Y-shaped lobate scarp in a large old crater on Mercury. The right-hand side of the Y shape crosses the crater floor and the crater rim is a classic lobate scarp seen in almost all areas of Mercury. (Credit: NASA/JHU Applied Physics Laboratory/Carnegie Institution of Washington)

  • Amazing new details have also been uncovered about Mercury’s incredibly thin atmosphere, known as an “exosphere”.  The exosphere is so thin that atoms and molecules in the this atmosphere are actually more likely to collide with the surface than other particles in the exosphere!  The material found in the exosphere, which comprise volatiles like hydrogen, helium, sodium, potassium and calcium, are through to result from sputtering of the surface of Mercury, kicked up by solar radiation and solar wind, as well as by meteorite impacts.  Due to interactions with the strong solar wind, the exosphere stretches out into an amazing 2 million km tail away from the Sun.

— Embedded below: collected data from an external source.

PR #107, opened 2018-04-25
 Update ISystemSettingsServer.cs

AcK77:
Implement `GetSettingsItemValue`.
Added `NxSettings.cs` who is generated automatically from a Switch 3.0 config file (Tid: `0100000000000818`).


Ryujinx.Core/OsHle/Services/Set/ISystemSettingsServer.cs
```diff
@@ -83,5 +85,55 @@ public static long SetColorSetId(ServiceCtx Context)
...
+                    SettingBuffer[0] = BoolValue ? (byte)1 : (byte)0;
+                }
+                else
+                {
+                    throw new NotImplementedException(NxSetting.GetType().Name);
+                }
+
+                AMemoryHelper.WriteBytes(Context.Memory, ReplyPos, SettingBuffer);
+
+                Context.Ns.Log.PrintInfo(Logging.LogClass.ServiceSet, $"{AskedSetting} set value: {NxSetting} as {NxSetting.GetType()}");
```
gdkchan: IMO this should be PrintDebug, and not PrintInfo.

Ryujinx.Core/OsHle/Services/Set/ISystemSettingsServer.cs
```diff
@@ -83,5 +85,55 @@ public static long SetColorSetId(ServiceCtx Context)
...
+
+            NxSettings.Settings.TryGetValue(AskedSetting, out object NxSetting);
+
+            if (NxSetting != null)
+            {
+                byte[] SettingBuffer = new byte[ReplySize];
+
+                if (NxSetting is string StringValue)
+                {
+                    //Ain't be able to test, so we need to know what the size of ReplySize is...
```
gdkchan: `Ain't be able to test` doesn't sound correct.

Ryujinx.Core/OsHle/Services/Set/ISystemSettingsServer.cs
```diff
@@ -83,5 +85,55 @@ public static long SetColorSetId(ServiceCtx Context)
...
+                    //Array.Resize(ref SettingBuffer, StringValue.Length);
+                    SettingBuffer = Encoding.ASCII.GetBytes(StringValue);
```
gdkchan: imo just check `if (StringBuffer.Length > ReplySize)` and print a error in this case (and maybe don't write the value since it would overwrite memory).

gdkchan:
lgtm, thanks!

PR #110, opened 2018-04-29
Add Sqxtn_S, Sqxtn_V, Uqxtn_S, Uqxtn_V instructions and Tests (6).

LDj3SNuD:
Update Tester as well.
Nits.

### DIFF
--- a/ChocolArm64/Instruction/AInstEmitSimdArithmetic.cs
+++ b/ChocolArm64/Instruction/AInstEmitSimdArithmetic.cs
@@ -205,6 +205,79 @@ namespace ChocolArm64.Instruction
             }
         }
 
+        private static void EmitQxtn(AILEmitterCtx Context, bool Signed, bool Scalar)
+        {
+            AOpCodeSimd Op = (AOpCodeSimd)Context.CurrOp;
+
+            int Elems = (!Scalar ? 8 >> Op.Size : 1);
+            int ESize = 8 << Op.Size;
+
+            int TMaxValue = (Signed ? (1 << (ESize - 1)) - 1 : (int)((1L << ESize) - 1L));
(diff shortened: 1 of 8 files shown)


gdkchan:
Thanks for implementing this! The implementation seems correct, the only problem is that it seems to use EmitLdint/Stint to load/store temp values. However the Ldint/Stint methods are used to read/write to the general purpose registers, so this instruction is modifying the values of the GPRs (X0/X1/X2).

You can use Ldinttmp/Stinttmp to load/store to a temp variable, however the emitter only exposes one temp. I'd recommend writing it in a way that only uses 1 or no temps.

Also, more descriptive names to the labels (like LblEnd or LblExit at the end of the function) facilitates the understanding.

LDj3SNuD:
Updated.
(Ldinttmp/Stinttmp do not exist, it would be useful to be able to use them.)

gdkchan:
Sorry, the correct (re: Ldinttmp/Stinttmp) is EmitLdtmp/EmitSttmp.

ChocolArm64/Instruction/AInstEmitSimdArithmetic.cs
```diff
@@ -205,6 +205,79 @@ private static void EmitHighNarrow(AILEmitterCtx Context, Action Emit, bool Roun
...
+                Context.Emit(OpCodes.Pop);
+
+                Context.EmitLdc_I4(TMinValue);
+                SetQCFlag();
+
+                Context.MarkLabel(LblGeEnd);
+
+                if (Scalar)
+                {
+	                EmitVectorZeroLower(Context, Op.Rd);
```
gdkchan: nit: Seems to have one extra identation level.

LDj3SNuD:
ReUpdated & ReTested.

gdkchan:
lgtm, thanks!

PR #115, opened 2018-04-30
A fix for some games.

Cyuubi:
Apparently the audio rendering buffer size has something to do with games booting.


gdkchan:
From where the value 0x800 came from? The current value is already a hack, we should calculate it based on the struct that the game sends. I don't feel theres much value in just bumping the value.

Cyuubi:
I sorta just made it up, some games boot further with 0x800.

emmauss:
try not to make hacks. find out why it works that way.

gdkchan:
Closing in favor of #116 .

PR #116, opened 2018-05-01
A REAL fix for some games.

AcK77:
Apparently the audio rendering buffer size has something to do with games booting so we reversed it with help of @gdkchan.


gdkchan:
lgtm, thanks! We can improve it more when we figure out what each of those values are and give better names to the variables.

PR #118, opened 2018-05-04
Implement ISystemDisplayService::GetDisplayMode & Add IManagerDisplayService::SetLayerVisibility stub

Thog:
Also add some missing PrintStub calls

### DIFF
--- a/Ryujinx.Core/OsHle/Services/Vi/ISystemDisplayService.cs
+++ b/Ryujinx.Core/OsHle/Services/Vi/ISystemDisplayService.cs
@@ -1,5 +1,6 @@
 using Ryujinx.Core.OsHle.Ipc;
 using System.Collections.Generic;
+using Ryujinx.Core.Logging;
 
 namespace Ryujinx.Core.OsHle.Services.Vi
 {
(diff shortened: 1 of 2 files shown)


Ryujinx.Core/OsHle/Services/Vi/ISystemDisplayService.cs
```diff
@@ -14,17 +15,29 @@ public ISystemDisplayService()
...
         {
+            Context.Ns.Log.PrintStub(LogClass.ServiceVi, "Stubbed.");
+            return 0;
+        }
+
+        public static long GetDisplayMode(ServiceCtx Context)
+        {
+            Context.ResponseData.Write(1280);
+            Context.ResponseData.Write(720);
+            Context.ResponseData.Write(16.0 / 9.0);
```
gdkchan: Note: This should write a double, are you sure it is correct? afaik GetDisplayMode is supposed to write 16 bytes of data. Also it's, imo, better to use constant for the width/height of the screen, the aspect ratio can be calculated as Width / Height.

Ryujinx.Core/OsHle/Services/Vi/ISystemDisplayService.cs
```diff
@@ -1,5 +1,6 @@
 using Ryujinx.Core.OsHle.Ipc;
 using System.Collections.Generic;
+using Ryujinx.Core.Logging;
```
gdkchan: nit: Usings are sorted in alphabetical order, so `using Ryujinx.Core.Logging;` should go before `using Ryujinx.Core.OsHle.Ipc;`.

gdkchan:
lgtm, thanks!

PR #119, opened 2018-05-05
Add a C++ demangler

Thog:
This is a simple C++ demangler (only supporting name demangling) that will
probably be enough for any stacktrace cases.

### DIFF
--- a/Ryujinx.Core/OsHle/Diagnostics/Demangle.cs
+++ b/Ryujinx.Core/OsHle/Diagnostics/Demangle.cs
@@ -1,13 +1,16 @@
 using System;
 
-namespace Ryujinx.Core.OsHle.Diagnostics {
-    static class Demangler {
+namespace Ryujinx.Core.OsHle.Diagnostics
+{
+    static class Demangle
+    {
         public static string ReadName(string mangled)
         {
             string result = null;
             string charCountTemp = null;
             int charCount = 0;
-            foreach(var chr in mangled)
+
+            foreach (var chr in mangled)
             {
                 if (charCount == 0)
                 {
--- a/Ryujinx.Core/OsHle/Diagnostics/Demangle.cs
+++ b/Ryujinx.Core/OsHle/Diagnostics/Demangle.cs
@@ -9,27 +9,27 @@ namespace Ryujinx.Core.OsHle.Diagnostics
     public static class Demangle
     {
         /*
-          <builtin-type> ::= v	# void
-		 ::= w	# wchar_t
-		 ::= b	# bool
-		 ::= c	# char
-		 ::= a	# signed char
-		 ::= h	# unsigned char
-		 ::= s	# short
-		 ::= t	# unsigned short
-		 ::= i	# int
-		 ::= j	# unsigned int
-		 ::= l	# long
-		 ::= m	# unsigned long
-		 ::= x	# long long, __int64
-		 ::= y	# unsigned long long, __int64
-		 ::= n	# __int128
-		 ::= o	# unsigned __int128
-		 ::= f	# float
-		 ::= d	# double
-		 ::= e	# long double, __float80
-		 ::= g	# __float128
-		 ::= z	# ellipsis
+          <builtin-type> ::= v    # void
+         ::= w    # wchar_t
+         ::= b    # bool
+         ::= c    # char
+         ::= a    # signed char
+         ::= h    # unsigned char
+         ::= s    # short
+         ::= t    # unsigned short
+         ::= i    # int
+         ::= j    # unsigned int
+         ::= l    # long
+         ::= m    # unsigned long
+         ::= x    # long long, __int64
+         ::= y    # unsigned long long, __int64
+         ::= n    # __int128
+         ::= o    # unsigned __int128
+         ::= f    # float
+         ::= d    # double
+         ::= e    # long double, __float80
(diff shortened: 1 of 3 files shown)


gdkchan:
Thanks for working on this. Can you move the Demangle method to another class, since it doesn't really belong to process? A static class called `Demangler` should be fine.

Thog:
Should be good now ^^

Ryujinx.Core/OsHle/Diagnostics/Demangler.cs
```diff
@@ -0,0 +1,57 @@
+using System;
+
+namespace Ryujinx.Core.OsHle.Diagnostics {
```
gdkchan: Please place `{` on a new line to be consistent with the rest of the project.

Ryujinx.Core/OsHle/Diagnostics/Demangler.cs
```diff
@@ -0,0 +1,57 @@
...
+    static class Demangler {
+        public static string ReadName(string mangled)
```
gdkchan: imo `Demangle` would be a better name as it is not reading the name but demangling it.

Ryujinx.Core/OsHle/Diagnostics/Demangler.cs
Thog: oops sorry... bad habit ^^'

Ryujinx.Core/OsHle/Diagnostics/Demangler.cs
```diff
@@ -0,0 +1,57 @@
...
+        {
+            string result = null;
+            string charCountTemp = null;
+            int charCount = 0;
+            foreach(var chr in mangled)
```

    The giant sodium exosphere tail of Mercury comparison during the second and third Mercury flybys (compared with models). The changes in The sodium derives from material being sputtered from the surface at high latitudes on the day side of Mercury. Interactions with the solar wind carry the sodium atoms “downstream” of the solar wind. The changes seen are through to result from variations in Mercury’s exospheric “seasons.” (Credit: NASA/JHU Applied Physics Laboratory/Carnegie Institution of Washington)

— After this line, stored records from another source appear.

PR #120, opened 2018-05-05
NvServices refactoring

gdkchan:
The main change is that the ioctls were moved from the main nvservices class and were split into their respective classes. Also separated per folder, and added structs for the arguments passed/returned from the ioctls (should be better than reading/writing it directly).


gdkchan:
This should be good to merge now...

AcK77:
Amazing!!

gdkchan:
Quite a bunch of ioctls are still stubbed, and event/syncpt stuff is incomplete aswell, but this can be improved later since I don't want to invest too much time into nvservices for now.

PR #123, opened 2018-05-10
Update AInstEmitSimdArithmetic.cs

NekokoTime:
class Program
    {
        unsafe static void Main(string[] args)
        {
            Vector128<short> test = Sse2.SetVector128(0, 0, 0, 0, 0, 0, 0, -1);

            Console.WriteLine(ExtractShortLow(test));
            Console.WriteLine(ExtractShortLow2(test));
        }

        private static int ExtractShortLow(Vector128<short> Vector)
        {
            return Sse2.Extract(Vector, 0);
        }

        private static int ExtractShortLow2(Vector128<short> Vector)
        {
            short tmp = Sse2.Extract(Vector, 0);
            return tmp;
        }
    }
}


gdkchan:
This is just undoing my fixes and pasting my bug repro code on a place that doesn't make any sense. Whats even the point of this?

PR #132, opened 2018-06-04
Texture/Vertex/Index data cache

gdkchan:
The goal here is avoiding unnecessary texture uploads by detecting writes to the texture data region. This is done by using the windows GetWriteWatch API function. On other OSes it still sends the texture for every frame as I don't have to test it on other OSes and still need to investigate similar APIs for linux and mac.

I also made an attempt to implement it by calculating a hash over the entire texture data and comparing with the texture at the cache. This approach proved to be even slower because hashing the entire texture takes more time than just reading + sending it to the gpu.

With the current approach there are small perf gains on some games and no perf regressions. The same approach can be used with vertex/index data aswell.


gdkchan:
Guess it should be good enough. It will cache texture, vertex and index data. Every time it needs to send any of this type of data to the GPU, it will check if the data is available on some cache, and if it is still valid. If it isn't, then it will upload and again, and the cache will be updated. If it is, then it just binds the data that is already on the GPU (saving us from reading memory + uploading it to the GPU).

Additionaly, to avoid running out of memory, old data is automatically cleaned. Currently this is hardcoded with a 5 minutes limit. If the data hasn't been used in the last 5 minutes, then it will be deleted over time (older data is deleted first). This is triggered only when new data is sent.

There is also a range map for the pages that are accessed through the GPU Virtual Memory Manager. All address ranges that are accessed and uploaded to the GPU are stored on a per-page basis, since the GetWriteWatch API can only keep track of entire pages that have been modified, we still need to manage the parts of the page that are modified ourselves. This also performs automatically cleanup of old pages for the same reasons, however it works a bit differently. The limit is 1 minute instead of 5, and it also has an upper limit for the maximum number of ranges that can be kept on the list. And instead of deleting stuff over time, it deletes all at once. This was implemented using a Dictionary and a LinkedList to provide both fast access times for any address (key), and the LinkedList is used to allow getting the older pages with fast, constant access time instead of the linear access time we would otherwise have when iterating over the Dictionary or a List, at the expense of slightly increased memory usage.

PR #355, opened 2018-08-16
Code style fixes and nits on the HLE project

gdkchan:
As the title implies this is mostly making changes related to code style. I tried to separate each change per commit to make reviews easier.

  • A further mystery of Mercury which MESSENGER has helped shed light on in the global magnetic field of the planet. The Mariner 10 mission detected Mercury’s magnetic field in the 1970s, which was puzzling to astronomers as the huge iron core of Mercury was through to have cooled long ago, preventing a global magnetic field.  While only about 1% the strength of the Earth’s magnetic field, a global magnetic field is difficult to understand. The field was thought to a ‘relic field’, frozen into the rocks of the outer surface of the planet when the core cooled and the global magnetic field presumably died away.  However, MESSENGER data confirms the global magnetic field of Mercury and there is now consensus that Mercury indeed hosts a global active magnetic dynamo in the core similar to the Earth.  Mercury’s magnetic field interacts with the interplanetary magnetic field and charged particles from the solar wind, both of which distort the shape of the field like a windsock.

    Mercury’ global magnetic field interacts with the solar wind, resulting in a windsock type shape, similar to other global planetary magnetic fields in the solar system (Credit: NASA/JHU Applied Physics Lab/Carnegie Institute of Washington)

While the MESSENGER mission has ended, there is still a wealth of data for astronomers to work through and we can expect more exciting results from the mission in the coming years.